Everything in the data below is left aside except the lines from the one containing "https://github.com/project-chip/connectedhomeip/pull/38644" through the one containing "It would really"; repeat those exactly.
────────
Issue #1526, opened 2025-02-18
Remove redundancy in conformance definitions in ZAP XMLs


ethanzhouyc:
In ZAP XML, both formats like `optional="true"` and `<mandatoryConform>` are used to define compliance, creating redundancy and confusion:

```
<attribute side="server" code="0x0004" name="CurrentY" define="COLOR_CONTROL_CURRENT_Y" type="int16u" max="0xFEFF" default="0x607D" reportable="true" optional="true">
      <mandatoryConform>
        <feature name="XY"/>
      </mandatoryConform>
</attribute>
```

Users don’t know which takes precedence and both must be updated manually. Changing one without updating the other can cause inconsistencies.

Proposed solution:

1. For pure mandatory attributes, no conformance listed at all.  optional="false" is disallowed.
2. For pure optional (O) attributes, allow only optional="true" so we can use the shorthand attribute representation in the XML.
3. For anything else, disallow having the optional attribute entirely, list longhand conformance.

PR #1578, opened 2025-04-18
Resolve element optionality via both optional attribute and conformance

ethanzhouyc:
ZAP XMLs currently declare optionality redundantly—via optional attribute and conformance tag.
This PR makes ZAP interpret either source and ready for removing optional attribute in the future.

Issue: #1526 
GHM_ZAP-477

- Extend optionality logic for attributes, commands, and events: an element is now treated as optional when either `optional="true"` or its conformance ≠ `'M'` (mandatory).
- Add unit tests covering all combinations of optional attribute and conformance definitions
- Update ZAP XMLs for testing purpose. The conformance data are obtained from CHIP ZAP XMLs

Let optional attribute takes precedence over conformance for backwards compatibility like the element below:
```
    <!-- ***NOTE***: UpTime attribute is mandatory starting at Rev >= 2, but because of backwards compatibility, has to be optional here.
         The device type config and cert tests (TC-DGGEN-1.1/2.1) ensure that it is present. -->
    <attribute side="server" code="0x02" name="UpTime" define="UP_TIME" type="int64u" optional="true">
      <mandatoryConform/>
    </attribute>
```

### DIFF
--- a/src-electron/validation/conformance-xml-parser.js
+++ b/src-electron/validation/conformance-xml-parser.js
@@ -21,6 +21,9 @@
  * @module Validation API: Parse conformance data from XML
  */
 
+const dbEnum = require('../../src-shared/db-enum')
+const conformEvaluator = require('./conformance-expression-evaluator')
+
 /**
  * Parses conformance from XML data.
  * The conformance could come from features, attributes, commands, or events
@@ -155,4 +158,30 @@ function parseConformanceRecursively(operand, depth = 0, parentJoinChar = '') {
   }
 }
 
+/**
+ * if optional attribute is defined, return its value
+ * if optional attribute is undefined, check if the element conformance is mandatory
+ * if both optional attribute and conformance are undefined, return false
+ * Optional attribute takes precedence over conformance for backward compatibility on certain elements
+ *
+ * @param {*} element
+ * @returns true if the element is optional, false if the element is mandatory
+ */
+function getOptionalAttributeFromXML(element) {
+  if (element.$.optional) {
+    return element.$.optional == 'true'
+  } else {
+    let conformance = parseConformanceFromXML(element)
+    if (conformance) {
+      return !conformEvaluator.checkIfExpressionHasTerm(
+        conformance,
+        dbEnum.conformance.mandatory
+      )
+    } else {
+      return false
+    }
+  }
+}
+
 exports.parseConformanceFromXML = parseConformanceFromXML
+exports.getOptionalAttributeFromXML = getOptionalAttributeFromXML
--- a/src-electron/validation/conformance-xml-parser.js
+++ b/src-electron/validation/conformance-xml-parser.js
@@ -23,6 +23,7 @@
 
 const dbEnum = require('../../src-shared/db-enum')
 const conformEvaluator = require('./conformance-expression-evaluator')
+const env = require('../util/env')
 
 /**
  * Parses conformance from XML data.
@@ -163,15 +164,23 @@ function parseConformanceRecursively(operand, depth = 0, parentJoinChar = '') {
  * if optional attribute is undefined, check if the element conformance is mandatory
  * if both optional attribute and conformance are undefined, return false
  * Optional attribute takes precedence over conformance for backward compatibility on certain elements
+ * Log warnings to zap.log if both optional attribute and conformance are defined
  *
  * @param {*} element
+ * @param {*} elementType
  * @returns true if the element is optional, false if the element is mandatory
  */
-function getOptionalAttributeFromXML(element) {
+function getOptionalAttributeFromXML(element, elementType) {
+  let conformance = parseConformanceFromXML(element)
   if (element.$.optional) {
+    if (conformance) {
+      env.logWarningToFile(
+        `Redundant 'optional' attribute and 'conformance' tag defined for ${elementType}: ${element.$.name}.` +
+          " 'optional' takes precedence, but consider removing it as 'conformance' is the recommended format."
+      )
+    }
     return element.$.optional == 'true'
   } else {
-    let conformance = parseConformanceFromXML(element)
     if (conformance) {
       return !conformEvaluator.checkIfExpressionHasTerm(
         conformance,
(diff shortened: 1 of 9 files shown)


paulr34 (approved):

zcl-builtin/matter/data-model/chip/door-lock-cluster.xml
```diff
@@ -67,16 +67,27 @@ limitations under the License.
...
-        <attribute side="server" code="0" define="LOCK_STATE" type="DlLockState" min="0" max="2" isNullable="true" reportable="true" writable="false">LockState</attribute>
-        <attribute side="server" code="1" define="LOCK_TYPE" type="DlLockType" min="0" max="10" writable="false">LockType</attribute>
+        <attribute side="server" code="0" define="LOCK_STATE" type="DlLockState" min="0" max="2" isNullable="true" reportable="true" writable="false">
+            <description>LockState</description>
+            <mandatoryConform/>
+        </attribute>
+        <attribute side="server" code="1" define="LOCK_TYPE" type="DlLockType" min="0" max="10" writable="false" optional="false">LockType</attribute>
         <attribute side="server" code="2" define="ACTUATOR_ENABLED" type="boolean" writable="false">ActuatorEnabled</attribute>
         <!-- Conformance feature DPS - for now optional -->
-        <attribute side="server" code="3" define="DOOR_STATE" type="DoorStateEnum" min="0" max="5" isNullable="true" reportable="true" optional="true">DoorState</attribute>
```
brdandu, line 74: In order to make sure we are not breaking backwards compatibility I would let optional="true" stay in the xml files within zap because the purpose of these is to just test. If optional is present and so is conformance then pick conformance instead of optional.

src-electron/validation/conformance-xml-parser.js
```diff
@@ -155,4 +155,22 @@ function parseConformanceRecursively(operand, depth = 0, parentJoinChar = '') {
...
+ * if both optional attribute and conformance are undefined, return false
+ *
+ * @param {*} element
+ * @returns true if the element is optional, false if the element is mandatory
+ */
+function getOptionalAttributeFromXML(element) {
+  if (element.$.optional) {
+    return element.$.optional == 'true'
+  } else {
+    let conformance = parseConformanceFromXML(element)
```
brdandu, line 170: Should conformance get precedence over optional since it is the newer format?

src-electron/validation/conformance-xml-parser.js
```diff
@@ -155,4 +155,22 @@ function parseConformanceRecursively(operand, depth = 0, parentJoinChar = '') {
...
+    return conformance ? conformance != 'M' : false
```
brdandu, line 171: Can 'M' be part of conformance enums?

test/zcl-loader.test.js
```diff
@@ -594,14 +595,14 @@ test(
       let ctx = await zclLoader.loadZcl(db, env.builtinMatterZclMetafile())
       let packageId = ctx.packageId
 
-      let zclCluster = await queryZcl.selectClusterByCode(db, packageId, 0x001f)
+      let aclCluster = await queryZcl.selectClusterByCode(db, packageId, 0x001f)
```
brdandu, line 598: what is acl? accessControl?

test/zcl-loader.test.js
```diff
@@ -623,3 +624,107 @@ test(
   },
   testUtil.timeout.long()
 )
+
+test(
+  'test loading IS_OPTIONAL column for Matter attributes, commands, and events',
+  async () => {
+    let db = await dbApi.initRamDatabase()
```
brdandu, line 631: If both formats are present then add a test to pick up the write precedence order if possible for optional vs conformance.

brdandu (changes requested):

zcl-builtin/matter/data-model/chip/door-lock-cluster.xml
ethanzhouyc: I updated with no optional attribute removed. But also some of them with wrong value in conflict with conformance to test whether the conformance takes precedence.

src-electron/validation/conformance-xml-parser.js
ethanzhouyc: Updated in the new commit, the if branch checks conformance first and then optional attribute

test/zcl-loader.test.js
ethanzhouyc: Yes. This is a typo fix to a previous PR, unrelated to this PR.

test/zcl-loader.test.js
ethanzhouyc: Tests added for both conformance and optional exist and in conflict with each other

ethanzhouyc:
https://github.com/project-chip/connectedhomeip/pull/38644
Created a CHIP PR to fix the failed Matter code gen CI

src-electron/validation/conformance-xml-parser.js
```diff
@@ -155,4 +158,30 @@ function parseConformanceRecursively(operand, depth = 0, parentJoinChar = '') {
...
+function getOptionalAttributeFromXML(element) {
+  if (element.$.optional) {
+    return element.$.optional == 'true'
+  } else {
+    let conformance = parseConformanceFromXML(element)
+    if (conformance) {
+      return !conformEvaluator.checkIfExpressionHasTerm(
+        conformance,
+        dbEnum.conformance.mandatory
+      )
```
bzbarsky-apple, line 179: "conformance" here is a string, right?  And it's the sort of conformance string that appears in the spec?

It's a little weird to convert a data structure into a string and then start doing string matching on it, instead of just doing matching on the data structure directly.  It's making some interesting assumptions about the structure of feature names, for example.  Could a feature be named "M-9"?  Or have non-ASCII characters in its name?

It would really be better if we just walked the data structure here instead of doing this string stuff.

ethanzhouyc: Thanks for review! Will discuss with team on the best way to store the conformance data structure directly in ZAP database.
────────
**Task solution**
https://github.com/project-chip/connectedhomeip/pull/38644
Created a CHIP PR to fix the failed Matter code gen CI

src-electron/validation/conformance-xml-parser.js
```diff
@@ -155,4 +158,30 @@ function parseConformanceRecursively(operand, depth = 0, parentJoinChar = '') {
...
+function getOptionalAttributeFromXML(element) {
+  if (element.$.optional) {
+    return element.$.optional == 'true'
+  } else {
+    let conformance = parseConformanceFromXML(element)
+    if (conformance) {
+      return !conformEvaluator.checkIfExpressionHasTerm(
+        conformance,
+        dbEnum.conformance.mandatory
+      )
```
bzbarsky-apple, line 179: "conformance" here is a string, right?  And it's the sort of conformance string that appears in the spec?

It's a little weird to convert a data structure into a string and then start doing string matching on it, instead of just doing matching on the data structure directly.  It's making some interesting assumptions about the structure of feature names, for example.  Could a feature be named "M-9"?  Or have non-ASCII characters in its name?

It would really be better if we just walked the data structure here instead of doing this string stuff.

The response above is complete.